Album of the Day 8/19/11
Every day, our 1000 best albums of all time countdown continues all the way to #1. Friday’s album was #529:
Charles Evans/Neil Shah – Live at Saint Stephens
We go to the well, or to be precise, to a church in the wilds of Pennsylvania for this one, a hypnotic, often downright macabre 2009 set of originals and improvisations by this dynamic baritone sax/piano duo. Shah’s glimmering chromatics evoke Erik Satie as much as they do Keith Jarrett, livened and eclectically flavored by Evans’ panoramic lines – he uses the entirety of his range including all kinds of harmonics.
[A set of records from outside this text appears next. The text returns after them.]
PR #144, opened 2024-06-20
add terraform script to make a private network

max-amb:
Adds a terraform script to create (and destroy) a private network within openstack!


meoflynn (dismissed):

terraform_provisioning/README.md
khalford, line 1: Here you will need to specify that the terraform script needs to be run with `--var-file=vars.tfvars` as this will pass through the user defined variables

khalford (changes requested):
One comment about documentation

khalford (approved):

meoflynn (approved):

PR #150, opened 2024-06-21
ENH: Added load balancing application in terraform

max-amb:
Added a terraform script to create load balancing with multiple vm's


terraform_provisioning/load_balancing_application/load_balancing_application.tf
```diff
@@ -0,0 +1,166 @@
...
+resource "openstack_lb_member_v2" "web_server_member" {
+  pool_id       = openstack_lb_pool_v2.web_servers_pool.id
+  count = length(openstack_compute_instance_v2.vm)
+  address = openstack_compute_instance_v2.vm[count.index].access_ip_v4
+  protocol_port = 80
+}
+
+# Creating the keypairs for the vms
+resource "openstack_compute_keypair_v2" "vm-keypair" {
+  name = "vm-keypair"
```
DavidFair, line 117: Nit: This should take a var for the name, the var could default to `vm-keypair`

terraform_provisioning/load_balancing_application/load_balancing_application.tf
```diff
@@ -0,0 +1,166 @@
...
+  connection {
+    type = "ssh"
+    user = "ubuntu"
+    host = openstack_compute_instance_v2.bastion.access_ip_v4
+    port = 22
+  }
+
+  filename = "/home/ubuntu/.ssh/id_rsa"
+  content = openstack_compute_keypair_v2.vm-keypair.private_key
+}
```
DavidFair, line 131: Could we drop this? You might wipe somebodies key pair doing it

Instead we should look for the public key and upload that directly - if it doesn't exist then...to honest if they can't generate an SSH key I'm surprised they're doing ansible :sweat_smile:

terraform_provisioning/load_balancing_application/load_balancing_application.tf
```diff
@@ -0,0 +1,166 @@
...
+    }
+
+    provisioner "file" {
+        source = "id_rsa"
+        destination = "/home/ubuntu/.ssh/id_rsa"
+    }
+
+    depends_on = [ openstack_lb_member_v2.ssh_member ]
+}
+*/
```
DavidFair, line 150: We can drop this then

terraform_provisioning/load_balancing_application/load_balancing_application.tf
```diff
@@ -0,0 +1,166 @@
...
+  flavor_name = var.flavor_name
+  key_pair = openstack_compute_keypair_v2.vm-keypair.name
+  name = format("vm-%d", count.index)
+
+  network {
+    uuid = openstack_networking_network_v2.private_network.id
+  }
+
+  # Due to weird issue faced with terraform creating vm's before subnets are made
+  depends_on = [ openstack_networking_subnet_v2.subnet ]
```
DavidFair, line 165: We should put a depends on in the LB member for these VMs too, else it will create LB listeners before the VMs come up

terraform_provisioning/load_balancing_application/vars.tfvars
```diff
@@ -0,0 +1,6 @@
+external_network_id = ""
+floating_ip = ""
+image_name = ""
+flavor_name = ""
```
DavidFair, line 4: I'd set this by default to a Ubuntu nogui image and l3.nano

terraform_provisioning/load_balancing_application/vars.tfvars
```diff
@@ -0,0 +1,6 @@
+external_network_id = ""
```
DavidFair, line 1: This should be `External` I think it's applicable in all cases

DavidFair (commented):
Nice work, I'm really excited to get this in since it's something we've long needed!

Just some nit picks around the edges mostly to make it safer and easier if people are trying it out

terraform_provisioning/load_balancing_application/load_balancing_application.tf
```diff
@@ -0,0 +1,166 @@
...
+resource "openstack_networking_network_v2" "private_network" {
+  name           = "private_network"
+  admin_state_up = "true"
+}
+
+# Creates a subnet within our private network
+resource "openstack_networking_subnet_v2" "subnet" {
+  name       = "subnet"
+  network_id = openstack_networking_network_v2.private_network.id
+  cidr       = "10.0.0.0/24"
```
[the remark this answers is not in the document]
DavidFair: To be clear the line then turns into `cidr = "192.168.3.0/24" instead

terraform_provisioning/load_balancing_application/load_balancing_application.tf
```diff
@@ -0,0 +1,166 @@
...
+
+# Create a ssh listener for the bastion vm
+resource "openstack_lb_listener_v2" "ssh_listener" {
+  name = "bastion-ssh"
+  protocol        = "TCP"
+  protocol_port   = 22
+  loadbalancer_id = openstack_lb_loadbalancer_v2.loadbalancer.id
+  timeout_client_data = 600000
+  timeout_member_connect = 600000
+  timeout_member_data = 600000
```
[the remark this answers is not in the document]
max-amb: This is specially for the ssh listener to be able to hold prolonged connections but I will remove it from the `web_server_listener` listener to deal with the issue.

terraform_provisioning/load_balancing_application/load_balancing_application.tf
max-amb: We need the key to access the application vm's from the bastion vm, should I rename to something non-standard like `application_access_key`.

DavidFair: But we could set the user's key on the VMs then use ssh key forwarding?

meoflynn (approved):

khalford (changes requested):
Unfortunately, we did not have the time to go through this work in detail and so I have left comments about some best practice things that you should change.

khalford (changes requested):
Good work, much more useable/readable now. Only one comment.

khalford (approved):
LGTM

DavidFair (approved):

DavidFair:
Thanks for your great work Max!

PR #161856, opened 2025-08-31
Improve Allocator Config warning/error message

guangyey:
Stack from [ghstack](https://github.com/ezyang/ghstack) (oldest at bottom):
* __->__ #161856
* #161788
* #161787
* #161786
* #161594

PR #160666, opened 2025-08-14
[PyTorch][CachingAllocatorConfig] back out D79620246 and D79620264

joshuuuasu:
Summary:
Reverting D79620246 [Refactor CUDAAllocatorConfig to reuse AcceleratorAllocatorConfig (#150312)] and D79620264 [Deprecate overleap functions in CUDAAllocatorConfig, use AcceleratorAllocatorConfig instead (#156165)].

Context: Sigrid Predictor AMD binary release pipeline is currently blocked by failing test `sl_m897405705_slatest_amd_mi300xg1` due to metrics `thrift.process_time.p99.60` significant increase since August 5: https://www.internalfb.com/services/ipnext_ip_prod/deployment/ship/container?pacing_namespace=ipnext_ip_prod%2Fdeployment%2Fcontainer&control_plane=icsp&environment=ipnext&selected_pipeline_names[0]=binary_sigrid_predictor_amd

This has lead to S551328: Sigrid HH binaries release SLA violation SEV3.

Auto multi-sect has been done: https://www.internalfb.com/lab/attribution/session/bb078c5e-51d7-487e-93b4-d714fa0e13ca, and has identified D79620246 as the blame diff. D79620264 introduced changes on top of the culprit, thus it needs to be reverted as well to get back to a working state. This back-out fixed the issue, as shown in test plan.

As a follow-up for me or pytorch folks, further investigation is needed. This issue might be caused by the cuda/rocm caching allocator config (specifically roundup_power2_divisions) not properly set in this diff.

Test Plan:
With this diff: **0.23% increase (negligible)** in `thrift.process_time.p99.60`

https://www.internalfb.com/servicelab/experiment/5901332363

Current trunk: **47.11 % increase (significant)** in `thrift.process_time.p99.60`

https://www.internalfb.com/servicelab/experiment/5901331454

Rollback Plan:

Reviewed By: XuanQi, aeolyus, 842974287, sayitmemory

Differential Revision: D80217492

PR #161786, opened 2025-08-29
[Reland] Refactor CUDAAllocatorConfig to reuse AcceleratorAllocatorConfig

guangyey:
Stack from [ghstack](https://github.com/ezyang/ghstack) (oldest at bottom):
* #161856
* #161788
* #161787
* __->__ #161786
* #161594
# Motivation
This is a reland of https://github.com/pytorch/pytorch/pull/150312

PR #162066, opened 2025-09-03
[Reland] Refactor CUDAAllocatorConfig to reuse AcceleratorAllocatorConfig

guangyey:
# Motivation
This is a regular PR to faciliate re-import for internal testing...

# Additional Context
This is a reland of the stack of https://github.com/pytorch/pytorch/pull/161856

# Additional Context
As mentioned in this [comment](https://github.com/pytorch/pytorch/pull/160666#issuecomment-3260221878), @joshuuuasu figured out that the regression is caused by `round_size` in `CUDACachingAllocator`.
To test the performance of `round_size`, I compared `round_size_old` (using `CUDAAllocatorConfig`) and `round_size_new` (using `AcceleratorAllocatorConfig`)
```cpp
size_t round_size_old(size_t size) {
  using c10::cuda::CUDACachingAllocator::Native::kMinBlockSize;
  if (size < kMinBlockSize) {
    return kMinBlockSize;
  } else {
    auto divisions = CUDACachingAllocator::CUDAAllocatorConfig::roundup_power2_divisions(size);
    if (divisions > 1 && size > (kMinBlockSize * divisions)) {
      return roundup_power2_next_division(size, divisions);
    } else {
      return kMinBlockSize * ((size + kMinBlockSize - 1) / kMinBlockSize);
    }
  }
}

size_t round_size_new(size_t size) {
  using c10::cuda::CUDACachingAllocator::Native::kMinBlockSize;
  if (size < kMinBlockSize) {
    return kMinBlockSize;
  } else {
    auto divisions = CachingAllocator::AcceleratorAllocatorConfig::roundup_power2_divisions(size);
    if (divisions > 1 && size > (kMinBlockSize * divisions)) {
      return roundup_power2_next_division(size, divisions);
    } else {
      return kMinBlockSize * ((size + kMinBlockSize - 1) / kMinBlockSize);
    }
  }
}
```
I bound them to `_cuda_round_size_old` and `_cuda_round_size_new`, each measuring the time for 100 calls.
```cpp
m.def("_cuda_round_size_old", [](size_t size) {
    size_t result;
    auto start = std::chrono::high_resolution_clock::now();
    for(auto i = 0; i < 100; i++) {
      result = c10::cuda::round_size_old(size + 512*i);
    }
    auto end = std::chrono::high_resolution_clock::now();
    std::cout << "time cost = " << std::chrono::duration_cast<std::chrono::nanoseconds>(end - start).count() << " ns" << std::endl;
    return result;
  });

  m.def("_cuda_round_size_new", [](size_t size) {
    size_t result;
    auto start = std::chrono::high_resolution_clock::now();
    for(auto i = 0; i < 100; i++) {
      result = c10::cuda::round_size_new(size + 512*i);
    }
    auto end = std::chrono::high_resolution_clock::now();
    std::cout << "time cost = " << std::chrono::duration_cast<std::chrono::nanoseconds>(end - start).count() << " ns" << std::endl;
    return result;
  });
```
With `PYTORCH_CUDA_ALLOC_CONF="roundup_power2_divisions:[1024:4,2048:1, >:1]"`, the results running on the following test script were:
```python
import torch

for _ in range(10):
    # only run one function per test.
    torch._C._cuda_round_size_old(1000)
    # torch._C._cuda_round_size_new(1000)
```
`_cuda_round_size_old` first call `~9800 ns`, subsequent calls `~820 ns` (100 times):
```bash
time cost = 9800 ns
time cost = 910 ns
time cost = 820 ns
time cost = 830 ns
time cost = 820 ns
time cost = 820 ns
time cost = 830 ns
time cost = 830 ns
time cost = 820 ns
time cost = 820 ns
```
`_cuda_round_size_new` first call `~42470 ns`, subsequent calls `~770 ns` (100 times):
```bash
time cost = 42470 ns
time cost = 840 ns
time cost = 770 ns
time cost = 770 ns
time cost = 780 ns
time cost = 770 ns
time cost = 780 ns
time cost = 780 ns
time cost = 770 ns
time cost = 780 ns
```
So the steady-state performance is `~8 ns` per call for both, but the first invocation of `round_size_new` shows ~4x higher overhead. This is because `round_size_new` would like to initialize a static single `AcceleratorAllocatorConfig` and `CUDAAllocatorConfig`, however, `round_size_old` would only initialize a static single `CUDAAllocatorConfig`. Another reason is `AcceleratorAllocatorConfig` needs to initialize by parsing both `PYTORCH_ALLOC_CONF` and `PYTORCH_CUDA_ALLOC_CONF`, while `CUDAAllocatorConfig` only parses `PYTORCH_CUDA_ALLOC_CONF`. If I instead set `PYTORCH_ALLOC_CONF="roundup_power2_divisions:[1024:4,2048:1, >:1]"`, the first-call overhead of `round_size_new` drops to ~23030 ns (roughly 2×). It sounds reasonable because `round_size_new` needs to initialize two static single instances than one static single instance initialized by `round_size_old`.
```bash
time cost = 23030 ns
time cost = 860 ns
time cost = 770 ns
time cost = 780 ns
time cost = 770 ns
time cost = 780 ns
time cost = 780 ns
time cost = 780 ns
time cost = 780 ns
time cost = 770 ns
```
Given this, I believe the observed regression in metrics `thrift.process_time.p99.60` on `sl_m897405705_slatest_amd_mi300xg1` is primarily due to the first-call initialization cost. Since subsequent calls take only ~8 ns, the steady-state performance should not be impacted. Based on this analysis, and considering @joshuuuasu's [precondition](https://github.com/pytorch/pytorch/pull/160666#issuecomment-3260221878), I suspect it is not reasonable to test metrics `thrift.process_time.p99.60` on `sl_m897405705_slatest_amd_mi300xg1`? 


guangyey:
Hi @atalman, following Aaron's suggestion in https://github.com/pytorch/pytorch/pull/161786#discussion_r2310714584, I updated the code to raise `ValueError` instead of `RuntimeError`. In addition, I added a deprecated warning message for `torch.cuda.memory._set_allocator_settings`, so it may emit a warning instead of the expected `Error`.
Could you help adjust the internal test case accordingly, as shown in [this change](https://github.com/pytorch/pytorch/pull/162066/files#diff-893b1eea27352f336f4cd832919e48d721e4e90186e63400b8596db6b82e7450R4548-R4577). This should help ensure the internal tests pass.

guangyey:
@joshuuuasu I replied and commented [here](https://github.com/pytorch/pytorch/pull/160666#issuecomment-3270102469)

guangyey:
The only code difference is `CUDAAllocatorConfig` uses the following code to calculate `index`, see https://github.com/pytorch/pytorch/blob/f68de58c9dc635f4a89c1f1f322fe83e6fc96a6a/c10/cuda/CUDAAllocatorConfig.cpp#L47-L49
However, `AcceleratorAllocatorConfig` uses the following code to calculate `index`
https://github.com/pytorch/pytorch/blob/2c5a3d7e6085b08abb0e0aa685933dd0875180f7/c10/core/AllocatorConfig.cpp#L52-L55
Could this difference be the cause of the performance drop on AMD machine?
@joshuuuasu Could you help have a try?

PR #162072, opened 2025-09-03
Relax fences for intrusive ptr's refcnt

mcfi:
Summary: Relax fences for intrusive ptr's refcnt dec op for performance testing.

lock needs acquire when the op succeeds and relaxed if the op is not. In addition, the expire call and the following refcnt reads were merged to remove one extra read.

incref does not need any fences because the caller should already have a valid reference. use_count follows the same reasoning.

decref only needs a release fence to make sure every write op prior to it has finished. When the refcnt goes to zero, there should be a acquire fence to make sure no read op reads stale data before the object is destructed. However, microbenchmark showed that the optimal fence for decref is not performing noticeably better than the current decref with acq-rel, so we keep decref as-is.

This change should have no material impact on x86, but for Arm64 (and other CPUs with weak memory models), it should boost performance.

### DIFF
--- a/c10/util/intrusive_ptr.h
+++ b/c10/util/intrusive_ptr.h
@@ -196,20 +196,25 @@ TTarget* assign_ptr_(TTarget* rhs) {
   }
 }
 
-// Increment needs to be acquire-release to make use_count() and
-// unique() reliable.
+// The only requirement for refcount increment is that it happens-before
+// decrement, so no additional memory ordering is needed.
 inline uint32_t atomic_refcount_increment(std::atomic<uint32_t>& refcount) {
-  return refcount.fetch_add(1, std::memory_order_acq_rel) + 1;
+  return refcount.fetch_add(1, std::memory_order_relaxed) + 1;
 }
 
-// weak_use_count() is only used for testing, so we don't need it to
-// be reliable. Relaxed should be fine.
 inline uint32_t atomic_weakcount_increment(std::atomic<uint32_t>& weakcount) {
   return weakcount.fetch_add(1, std::memory_order_relaxed) + 1;
 }
 
-// Both decrements need to be acquire-release for correctness. See
-// e.g. std::shared_ptr implementation.
+// The requirement is that all modifications to the managed object happen-before
+// invocation of the managed object destructor, and that allocation of the
+// managed object storage happens-before deallocation of the storage.
+//
+// To get this ordering, all non-final decrements must synchronize-with the
+// final decrement. So all non-final decrements have to store-release while the
+// final decrement has to load-acquire, either directly or with the help of
+// fences. But it's easiest just to have all decrements be acq-rel. And it turns
+// out, on modern architectures and chips, it's also fastest.
 inline uint32_t atomic_refcount_decrement(std::atomic<uint32_t>& refcount) {
   return refcount.fetch_sub(1, std::memory_order_acq_rel) - 1;
 }
@@ -332,7 +337,7 @@ class intrusive_ptr final {
   intrusive_ptr() noexcept
       : intrusive_ptr(NullType::singleton(), raw::DontIncreaseRefcount{}) {}
 
-  intrusive_ptr(std::nullptr_t) noexcept
+  /* implicit */ intrusive_ptr(std::nullptr_t) noexcept
       : intrusive_ptr(NullType::singleton(), raw::DontIncreaseRefcount{}) {}
 
   // This constructor will not increase the ref counter for you.
@@ -445,14 +450,14 @@ class intrusive_ptr final {
     if (target_ == NullType::singleton()) {
       return 0;
     }
-    return target_->refcount_.load(std::memory_order_acquire);
+    return target_->refcount_.load(std::memory_order_relaxed);
   }
 
   uint32_t weak_use_count() const noexcept {
     if (target_ == NullType::singleton()) {
       return 0;
     }
-    return target_->weakcount_.load(std::memory_order_acquire);
+    return target_->weakcount_.load(std::memory_order_relaxed);
   }
 
   bool unique() const noexcept {
@@ -851,14 +856,14 @@ class weak_intrusive_ptr final {
       return 0;
     }
     return target_->refcount_.load(
-        std::memory_order_acquire); // refcount, not weakcount!
+        std::memory_order_relaxed); // refcount, not weakcount!
   }
 
   uint32_t weak_use_count() const noexcept {
     if (target_ == NullType::singleton()) {
       return 0;
     }
-    return target_->weakcount_.load(std::memory_order_acquire);
+    return target_->weakcount_.load(std::memory_order_relaxed);
   }
 
   bool expired() const noexcept {
@@ -866,18 +871,22 @@ class weak_intrusive_ptr final {
   }
 
   intrusive_ptr<TTarget, NullType> lock() const noexcept {
-    if (expired()) {
+    if (target_ == NullType::singleton()) {
       return intrusive_ptr<TTarget, NullType>();
     } else {
-      auto refcount = target_->refcount_.load(std::memory_order_seq_cst);
+      auto refcount = target_->refcount_.load(std::memory_order_relaxed);
       do {
         if (refcount == 0) {
           // Object already destructed, no strong references left anymore.
           // Return nullptr.
           return intrusive_ptr<TTarget, NullType>();
         }
-      } while (
-          !target_->refcount_.compare_exchange_weak(refcount, refcount + 1));
+      } while (!target_->refcount_.compare_exchange_weak(
+          refcount,
+          refcount + 1,
+          std::memory_order_acquire,
+          std::memory_order_relaxed));
+
       return intrusive_ptr<TTarget, NullType>(
           target_, raw::DontIncreaseRefcount{});
     }


c10/util/intrusive_ptr.h
```diff
@@ -208,14 +206,13 @@ inline uint32_t atomic_weakcount_increment(std::atomic<uint32_t>& weakcount) {
   return weakcount.fetch_add(1, std::memory_order_relaxed) + 1;
 }
 
-// Both decrements need to be acquire-release for correctness. See
-// e.g. std::shared_ptr implementation.
+// Both decrements need to be release for correctness.
 inline uint32_t atomic_refcount_decrement(std::atomic<uint32_t>& refcount) {
-  return refcount.fetch_sub(1, std::memory_order_acq_rel) - 1;
+  return refcount.fetch_sub(1, std::memory_order_release) - 1;
```
swolchok: why is libc++'s shared_ptr is using acquire/release for this if release is OK? https://github.com/llvm/llvm-project/blob/2729284db1b8c79f14190070c2487a3d9b0687b6/libcxx/include/__memory/shared_count.h#L65

c10/util/intrusive_ptr.h
```diff
@@ -196,10 +196,8 @@ TTarget* assign_ptr_(TTarget* rhs) {
   }
 }
 
-// Increment needs to be acquire-release to make use_count() and
-// unique() reliable.
 inline uint32_t atomic_refcount_increment(std::atomic<uint32_t>& refcount) {
-  return refcount.fetch_add(1, std::memory_order_acq_rel) + 1;
+  return refcount.fetch_add(1, std::memory_order_relaxed) + 1;
```
swolchok, line 202: I think it's probably OK to sacrifice use_count() and unique() reliability because the behavior matches std::shared_ptr's typical behavior. I messed with this once already in https://github.com/pytorch/pytorch/pull/48221/ and I went with the reliable use_count/unique because the previous behavior was seq_cst.

However, we should probably get a second opinion from one or more of @ezyang / @malfet / @albanD.

c10/util/intrusive_ptr.h
```diff
@@ -208,14 +206,13 @@ inline uint32_t atomic_weakcount_increment(std::atomic<uint32_t>& weakcount) {
...
-// e.g. std::shared_ptr implementation.
+// Both decrements need to be release for correctness.
 inline uint32_t atomic_refcount_decrement(std::atomic<uint32_t>& refcount) {
-  return refcount.fetch_sub(1, std::memory_order_acq_rel) - 1;
+  return refcount.fetch_sub(1, std::memory_order_release) - 1;
 }
 
 inline uint32_t atomic_weakcount_decrement(std::atomic<uint32_t>& weakcount) {
-  return weakcount.fetch_sub(1, std::memory_order_acq_rel) - 1;
+  return weakcount.fetch_sub(1, std::memory_order_release) - 1;
```
swolchok: ditto

c10/util/intrusive_ptr.h
```diff
@@ -283,15 +280,21 @@ class intrusive_ptr final {
       // See comment above about weakcount. As long as refcount>0,
       // weakcount is one larger than the actual number of weak references.
       // So we need to decrement it here.
+      // The loads needs to be seq_cst to prevent it from being reordered
+      // before the prior refcount decrement. This essentially makes it
+      // an acquire fence.
       bool should_delete =
-          target_->weakcount_.load(std::memory_order_acquire) == 1;
+          target_->weakcount_.load(std::memory_order_seq_cst) == 1;
```
swolchok: the old acquire behavior seems to match libc++: https://github.com/llvm/llvm-project/blob/fee69dde12643c616209b0ec667280024a130a89/libcxx/src/memory.cpp#L81

I am hesitant to pioneer new reference counting smart pointer atomicity semantics.

c10/util/intrusive_ptr.h
```diff
@@ -283,15 +280,21 @@ class intrusive_ptr final {
...
       if (!should_delete) {
         // justification for const_cast: release_resources is basically a
         // destructor and a destructor always mutates the object, even for const
         // objects. NOLINTNEXTLINE(cppcoreguidelines-pro-type-const-cast)
         const_cast<std::remove_const_t<TTarget>*>(target_)->release_resources();
         should_delete =
             detail::atomic_weakcount_decrement(target_->weakcount_) == 0;
+        if (should_delete) {
+          std::atomic_thread_fence(std::memory_order_acquire);
+        }
```
swolchok: haven't thought about this carefully but I'm given to understand that standalone fences are usually wrong, and would need to think carefully to deviate from typical behavior

c10/util/intrusive_ptr.h
```diff
@@ -445,14 +448,14 @@ class intrusive_ptr final {
     if (target_ == NullType::singleton()) {
       return 0;
     }
-    return target_->refcount_.load(std::memory_order_acquire);
+    return target_->refcount_.load(std::memory_order_relaxed);
```
swolchok, line 453: this one is fine per above.

I'm stopping detailed feedback here; my overall request is to provide at least one detailed reference to a battle-tested reference-counting smart pointer implementation when changing the fences for each change. I'm satisfied for use_count and unique() in particular because I know those were more aggressive than standard C++.

swolchok (changes requested):

ezyang:
Scott I will happily defer to you on this

c10/util/intrusive_ptr.h
mcfi: the decref op can be:
1. acq_rel, or
2. rel in cases which the refcnt is not 0, and rel followed by an acquire fence if refcnt is 0.
In both cases, when the refcnt hits 0, none of the resource release is reordered before the last writer to the object, which is needed for correctness..
My change implements the second (except that I used a seq_cst read following a release, which is used as an acquire fence), which should be less restrictive than libcpp's because the common case is when refcnt does not hit zero.
That said, perhaps we should change libcpp as well :)

c10/util/intrusive_ptr.h
mcfi: Please see my comments above.

c10/util/intrusive_ptr.h
mcfi: if the decref op is release, we can't use acquire here because the CPU might reorder the read before the released store. There should be an acquire fence before the read, we can combine the acquire fence with the read op in a seq_cst read, which is exactly what I'm doing here.

c10/util/intrusive_ptr.h
mcfi: This acquire fence is needed for correctness since the decref only has the release semantics. Otherwise, target_ destruction might be reordered before the refcnt hits zero.

c10/util/intrusive_ptr.h
albanD: We do rely on use_count/unique being valid in things like the autograd engine. This can be used over multiple threads when considering worker threads, but I assume races are going to be unlikely. In the worst case there, we will do extra work (cloning instead of re-using the Tensor).

We also leverage unicity for the PyObject resurrection logic. Which is pretty cursed as well. But again, I guess unlikely to race this way.

swolchok: @albanD, what makes race conditions hard to debug is that they are unlikely. At scale, unlikely things happen all the time. if unique() is load-bearing for correctness in the PyObject resurrection logic that makes me less inclined to do this.

WonderfulVoid: Returning a value from `atomic_refcount_increment()` makes it a load. Changing the semantics from load-acquire to load-relaxed would affect any user which checks the return value and then depends on observing any related memory updates. What do we know about usage of this function?
If the return value isn't used, then better to remove it and the weakening from acquire to relaxed shouldn't matter.
Correspondingly, `atomic_refcount_increment()` is also a store with release semantics. We need to know if any user depends on that store-release. It could synchronize-with any other load-acquire from this refcount.
Ideally, the specification of this function should specify what memory ordering semantics it has. Perhaps we need a new function `atomic_refcount_increment_rlx()` which does not have any memory ordering semantics and use that in suitable places.

mcfi: @albanD @swolchok can you show me a concrete example of how unique() needs to be load-bearing for correctness in PyObject resurrection logic? For unique(), if the caller is a strong ptr, it guarantees that use_count() >= 1 and the object is alive; if the caller is a weak ptr, unique() is not guaranteed at all and the caller has to call lock to upgrade to a strong ptr for a more reliable unique call and lock has acquire, which brings us back to the strong ptr case. In either case, I don't see any necessity of having use_count() require acquire.

c10/util/intrusive_ptr.h
mcfi: Actually, my microbenchmark on Arm server chips didn't show much difference between 1 and 2, so I just reverted the changes for decref.

c10/util/intrusive_ptr.h
mcfi: > Returning a value from `atomic_refcount_increment()` makes it a load. Changing the semantics from load-acquire to load-relaxed would affect any user which checks the return value and then depends on observing any related memory updates. What do we know about usage of this function? If the return value isn't used, then better to remove it and the weakening from acquire to relaxed shouldn't matter. Correspondingly, `atomic_refcount_increment()` is also a store with release semantics. We need to know if any user depends on that store-release. It could synchronize-with any other load-acquire from this refcount. Ideally, the specification of this function should specify what memory ordering semantics it has. Perhaps we need a new function `atomic_refcount_increment_rlx()` which does not have any memory ordering semantics and use that in suitable places.

Very good point. If you look at the file, atomic_refcount_increment returns to incref and retain_, neither of which returns the incremented value, so there is no user for the returned value. Same for atomic_weakcount_increment.

yfeldblum (approved):
From feedback left internally.
* Primary benefit of this PR is from relaxing the memory-order in increment, in addition to the memory-orders in use-count and lock.
* But splitting out a fence in decrement is likely a pessimization on modern hardware architectures. This part is reverted.

c10/util/intrusive_ptr.h
mcfi: This requested change is moot because I reverted my change at that line.

swolchok (approved):
current set of changes appears to be only "stop trying to make use_count/unique reliable", which is fine enough. I'm nervous about the autograd stuff but I've never seen it before and @albanD was OK with it so I'm not going to block here.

Yet as bracing and strange as this is, most of it you can hum. It’s a couple of mini-suites, a playful, bluesy Jan Roth cover, and many lengthy passages alternating terse, blues-based purism with murky, often menacing suspense from both instruments. Too obscure to make it to the usual sources for free music, it’s still available from Moppa Elliott’s fantastic Hot Cup Records label.
If you like this you might want to check out our brand-new wilder, crazier sister blog New York City Music Daily.
Album of the Day 8/17/11
Every day, our 1000 best albums of all time countdown continues all the way to #1. Wednesday’s album was #531:
Monty Alexander – Yard Movement
What the Jamaican pianist did on this 1995 live release was pretty radical at the time, but when you think about it, all he did was basically bring reggae full circle. Consider: reggae comes from rocksteady, rocksteady from ska, ska from calypso and calypso from jazz. Alexander has been a lyrical, exuberant player for decades, and immersed in the style even if he didn’t start out playing it, so it was a natural progression for him. His equally ecstatic band here includes reggae guitar icon Ernest Ranglin (a jazzcat himself – see #903 on this list). They kick it off by winding their way up slowly and deliberately into a twelve-plus minute version of Bob Marley’s Exodus, hitting the same hypnotic groove as the original but with cascading, incisive leads by the piano instead of the guitar. The rest of the album is all Alexander originals: the more stern Regulator; the blissful ballads Crying, Love Notes and Moonlight City, his popular tribute to his favorite Jamdown spot, Strawberry Hill, and the hot closing jam, Sneaky Steppers. Pretty much everything Alexander has ever done is worth a spin, including his latest, Harlem-Kingston Express live record. This one is streaming in its entirety at grooveshark; here’s a random torrent via Ras Cope.
Album of the Day 8/9/11
Every day, our 1000 best albums of all time countdown continues all the way to #1. Tuesday’s album is #539:
Either/Orchestra – The Calculus of Pleasure
Before Ethiopiques, before Either/Orchestra became Mulatu Astatke’s North American backing unit, they were a very clever, original, often noirish big band. When they weren’t doing cinematic, genre-defying instrumentals that bridge the gap between rock and jazz, that is. Literally everything saxophonist/composer Russ Gershon’s long-running Boston outfit has released is worth hearing; this 1992 release gets the nod because it’s probably their darkest and most cohesive. The real stunner here is a sad, elegaic ballad aptly titled Grey. There’s also the bracing, uneasy swing of Whisper Not; Bennie Moten’s Weird Nightmare, with its tongue-in-cheek Mingus echoes; the cinematic, suspenseful Consenting Adults; Ecaroh, which alternates between creepy bossa nova and swinging contentment; Unnatural Pastime, which begins as an animated jump blues but gets dark fast; and the epics Miles Away and The Hard Blues. Most of this is streaming at myspace (and surprisingly, this playlist isn’t interrupted by ads); here’s a random torrent via Six By Six.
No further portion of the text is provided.